In fact, the developer ended up contracting with Madigan’s firm for a property tax estimate for the project, which was built on land that had previously been used by a nonprofit, meaning it was exempt from property taxes. But the feds allege the developer did so as a result of Madigan’s attempted extortion.
MacArthur also took issue with Madigan’s explanation for his delayed confrontation with Solis given the “great deal of surprise and concern” the former speaker testified that Solis’ “quid pro quo” comment had caused him.
“Danny Solis was not subtle when he was talking to Madigan about this arrangement,” she said. “Madigan could’ve said, ‘Danny, stop. I don’t do business this way.’”
Instead, MacArthur told the jury, Madigan said, “Yeah, okay.”
“Your common sense tells you that ‘quid pro quo’ for public officials (should be) the equivalent of one of those ‘wrong way’ signs on highway offramp that tells you to turn around,” she said. “Madigan didn’t turn around. He kept moving forward.”
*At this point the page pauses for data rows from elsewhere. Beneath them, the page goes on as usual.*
PR #16818, opened 2025-02-05
* layers/+lang/python: Migrate key binding for toggle debug to avoid conflicting

sunlin7:
Hi,

The python layer has conflicting on key binding `, d b` when enabling the `python` and `lsp(dap)` layers (the `dap` layer is enabled automatically when `lsp` layer is enabled).

The `dap` layer will bind the `, d b` for break point functions, 
https://github.com/syl20bnr/spacemacs/blob/d13f96767659900d097ac021cf01a97ff48a3f9a/layers/%2Btools/dap/packages.el#L66-L72

while the `python` layer will bind `, d b` to toggle breakpoint:
https://github.com/syl20bnr/spacemacs/blob/d13f96767659900d097ac021cf01a97ff48a3f9a/layers/%2Blang/python/packages.el#L390

The patch migrate the python layer toggle breadpoint to `, d t` to avoid the conflicting.


bcc32 (approved):

bcc32:
Thanks!

PR #16819, opened 2025-02-05
* layers/+lang/python/funcs.el: Rewrite spacemacs/pyenv-executable-find to support list

sunlin7:
Rewrite the function `spacemacs/pyenv-executable-find` for better performance.
Original function will invoke the '/bin/pyenv' twice to determine one command; then it has **24** invokes for the `/bin/pyenv` triggered by the function `spacemacs/python-toggle-breakpoint` on my local, with this patch the calls will reduce to **8**. 
Please help review the changes, thanks

### DIFF
--- a/layers/+lang/python/funcs.el
+++ b/layers/+lang/python/funcs.el
@@ -128,12 +128,16 @@
   (highlight-lines-matching-regexp "trepan.api.debug()"))
 
 (defun spacemacs/pyenv-executable-find (commands)
-  "Find executable taking pyenv shims into account, return the first
-occured executable path in the COMMANDS. If the pyenv was configured
-with \"system\" then the system exectutable will be included, otherwise
-the system executable will be ignored. A non-list COMMANDS is supported
-for compatibility reason."
-  (unless (listp commands)              ; to compatible
+  "Find executable taking pyenv shims into account.
+
+Return the first executable in COMMANDS whose path was found.  If
+the pyenv was configured with \"system\" then the system
+executable will be included, otherwise the system executable
+will be ignored.
+
+COMMANDS may also be a single string, for backwards
+compatibility."
+  (unless (listp commands)
     (setq commands (list commands)))
   (if (or (bound-and-true-p pyvenv-virtual-env) ; in virtualenv
           (not (executable-find "pyenv")))      ; or no pyenv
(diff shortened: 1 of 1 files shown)


layers/+lang/python/funcs.el
```diff
@@ -127,45 +127,38 @@
...
-              (while (and (not executable)
-                          (< i (length pyenv-version-names)))
-                (if (string-match (elt pyenv-version-names i) (string-trim pyenv-string))
-                    (setq executable (string-trim pyenv-string)))
-                (if (string-match (elt pyenv-version-names i) "system")
-                    (setq executable (string-trim (executable-find command))))
-                (setq i (1+ i))))
-          executable))
-    (executable-find command)))
+(defun spacemacs/pyenv-executable-find (commands)
```
bcc32, line 130: This function might be called in user configs.  It would be nicer if it continued to accept a single command and treated it as a singleton list, for backwards compatibility.

layers/+lang/python/funcs.el
```diff
@@ -127,45 +127,38 @@
...
+  "Find executable taking pyenv shims into account. If the pyenv was
+configured with \"system\" then the system exectutable will be included,
+otherwise the system executable will be ignored."
```
bcc32: Can you add documentation about how the function handles the commands argument?  Specifically, it's important to note that it will return some path corresponding to *some* command (the first one that appears in the list?)

layers/+lang/python/funcs.el
bcc32: It would also avoid some unnecessary changes in this same file.

layers/+lang/python/funcs.el
```diff
@@ -190,22 +181,18 @@ ROOT-DIR should be the path for the environemnt, `nil' for clean up"
...
-                     ((spacemacs/pyenv-executable-find "python3.9") "breakpoint()")
-                     ((spacemacs/pyenv-executable-find "python3.10") "breakpoint()")
-                     ((spacemacs/pyenv-executable-find "python3.11") "breakpoint()")
-                     (t "import pdb; pdb.set_trace()")))
-        (prev-line (save-excursion
-                     (and (zerop (forward-line -1))
-                          (thing-at-point 'line))))
-        (line (thing-at-point 'line)))
+  (let* ((exe (spacemacs/pyenv-executable-find '("trepan3k" "wdb" "ipdb3" "pudb3" "ipdb" "pudb" "python3")))
+         (trace (pcase (file-name-nondirectory (or exe ""))
```
bcc32: Nit: `(and exe (file-name-nondirectory exe))` would be more elegant here, IMO (avoid unnecessarily calling the function `file-name-nondirectory`).

bcc32 (changes requested):
Nice, thanks for this contribution.

sunlin7:
@bcc32  I had update the code based on your comments, please help review it again. Thanks.

bcc32:
Sorry for the delay.  Made some minor fixes, otherwise LGTM, so merging.

sunlin7:
All good for me, thank you !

MacArthur said the former speaker didn’t turn around when Solis asked Madigan after that July 2017 meeting to help him with an effort to transfer state-owned land in Chicago’s Chinatown neighborhood to the city in order to be sold to a developer.
Although Solis didn’t explicitly tell Madigan that the developer would give Madigan’s firm its property tax appeals business until nine months later, MacArthur said it was implied. She also pointed to a December 2017 meeting in which Solis told Madigan’s co-defendant, longtime Springfield lobbyist Mike McClain, that he would “steer” the business to the speaker after the land transfer made the development possible.
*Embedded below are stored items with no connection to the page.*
PR #16822, opened 2025-02-11
[python] Fix toggle breakpoint on empty line

sunlin7:
Hi,
There is a bug on toggling debug point on *.py file, reproducing steps with `python` layer enabled:
1. $ emacs /tmp/non-exists.py
2. press `, d t` (`spacemacs/python-toggle-breakpoint`) to add the debugging line; then press `, d t` again, but it does not work.

This patch will make the `, d t` works as expected. Please help review the changes. Thanks.

### DIFF
--- a/layers/+lang/python/funcs.el
+++ b/layers/+lang/python/funcs.el
@@ -196,22 +196,23 @@ ROOT-DIR should be the path for the environemnt, `nil' for clean up"
                   ((or "ipdb" "ipdb3") "import ipdb; ipdb.set_trace()")
                   ((or "pudb" "pudb3") "import pudb; pudb.set_trace()")
                   ("python3"           "breakpoint()") ; not consider the python3.6 or lower
-                  (_ "import pdb; pdb.set_trace()")))
-         (prev-line (save-excursion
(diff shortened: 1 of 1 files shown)


bcc32:
I can't reproduce the bug you're describing, at commit 77d37e87da2b8eca05b8e598f5eab8ff2eb7c620.  Could you double check what version of the code you're running?

What value does `trace` and `exe` have when you encounter this bug?

sunlin7:
Hi @bcc32 
I tried with 77d37e8 and the issue is still reproducible. 
Just open an empty file like a.py, and try `, d t` to insert debugging line, then pressing `, d t` again try toggle back (do not move your cursor). The issue won't happened if you have an exists line.
It happened on emacs-28.3, emacs-29.4, emacs-31.0.50 (I didn't try it on emacs-30).

bcc32:
Ah, I see, this only happens when point is on an empty line, or in an empty file.  Updated the title.

bcc32 (approved):

bcc32:
LGTM, thanks!

sunlin7:
Thank you, appreciate!

PR #16829, opened 2025-02-19
Enable goto-address-mode for text-mode

xuhdev:
Currently it's only enabled in prog-mode, which has missed out text-mode.


smile13241324 (approved):

bb2020:
Can we disable this for `org-mode`? It derives from `text-mode` and conflicts with its own link highlighting.

smile13241324:
Sure we can add a line to the org mode hook

bcc32:
I think having this in text-mode-hook is likely too aggressive.  Lots of modes derive from text-mode and many of them may define their own link types (e.g., markdown-mode, various other types of markup/rich text, etc.).

@xuhdev did you want this for text-mode itself, or some other derived mode?  Maybe the hook should only be added for the specific mode you needed originally.

xuhdev:
@bcc32 If it's too aggressive, I don't mind following a mode-by-mode approach. I'm also interested in using it for plain text editing, but I don't know how we can do that while not being too aggressive.

(I'm also interested in i3wm-config-mode but it's not part of spacemacs anyway)

PR #16835, opened 2025-02-20
Remove seeing-is-believing package

cody-vibe:
Removing https://github.com/JoshCheek/seeing_is_believing from the `ruby` layer. The package seems unmaintained, with breakages on newer systems for the gem dependency.

In hindsight I should have not merged this in, it's not a core editor functionality but a flashy gimmick and trivial to add to a custom setup, you just put the package name in `dotspacemacs-additional-packages`.

### DIFF
--- a/layers/+lang/ruby/README.org
+++ b/layers/+lang/ruby/README.org
@@ -27,7 +27,6 @@
   - [[#toggles][Toggles]]
   - [[#rake][Rake]]
   - [[#refactor][Refactor]]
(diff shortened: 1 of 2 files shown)


cody-vibe:
Not sure what I should do about the Changelog for this. What is the expectation?

smile13241324 (approved):

smile13241324:
Just keep it as it is I think we will have a more transparent overview when we link the fixed issues with the corresponding release.

PR #16861, opened 2025-03-04
[themes-megapack] Remove majapahit-themes package

### LINKED ISSUE #16860: Error installing majapahit-themes
Spacemacs attempts and fails to install `majapahit-themes` on startup when using the `themes-megapack` layer. The reason is that this package was removed from Melpa due to missing requirements https://github.com/melpa/melpa/commit/29822ffa96a4414d2efe050d007c3fa9fcedd2f7

xu-shawn:
This removes the `majapahit-themes` package, which was removed from melpa https://github.com/melpa/melpa/commit/29822ffa96a4414d2efe050d007c3fa9fcedd2f7

Closes #16860


bcc32:
Thanks!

Despite more than a year’s worth of work on the land transfer effort, the deal never went through and the land remains a parking lot to this day. But MacArthur said only Madigan’s and McClain’s efforts matter as the jury considers those bribery and wire fraud charges.
‘It is about money’
Similarly, MacArthur also told the jury to disregard Madigan’s testimony – and that of his law partner and former top speaker’s office attorneys – about strict conflict of interest rules the firm followed that would have precluded it from taking on business that stemmed from state land transfers.
MacArthur suggested that the speaker may have been looking for a way around it or was otherwise more interested in getting future business from the developer.
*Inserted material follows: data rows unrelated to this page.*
PR #16863, opened 2025-03-04
[go] just call generated hooks when setup company

EasternLi:
since the func is in `go-mode-local-vars-hook`.
Or rather, this restores the PROPS removed in #13455.
Fix yasnippet unavailable in first go-mode buffer.

### DIFF
--- a/layers/+lang/go/funcs.el
+++ b/layers/+lang/go/funcs.el
@@ -37,7 +37,9 @@
                 :call-hooks t))
     ('lsp (spacemacs|add-company-backends
             :backends company-capf
-            :modes go-mode))))
+            :modes go-mode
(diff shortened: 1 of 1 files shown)


EasternLi:
btw, this requires https://github.com/emacs-lsp/lsp-mode/pull/4725, otherwise yasnippet remains unenabled in any buffer (many modes with lsp).

smile13241324:
Hi  @EasternLi can you advice whether it makes sense to merge your PR without the upstream changes you have mentioned?

EasternLi:
> Hi @EasternLi can you advice whether it makes sense to merge your PR without the upstream changes you have mentioned?

I think you can. This does right and doesn't break new.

The prosecutor said McClain put it best in a wiretapped call between him and Madigan in late 2018 when the two were discussing why the deal ultimately fell apart after local Chinatown business owners circulated petitions against the development project.
“I know it’s hard to believe that at the end of the day, it’s about money,” McClain told Madigan as they both laughed.
“Ladies and gentlemen of the jury, at the end of the day, it’s not probably about money, it is about money,” MacArthur said.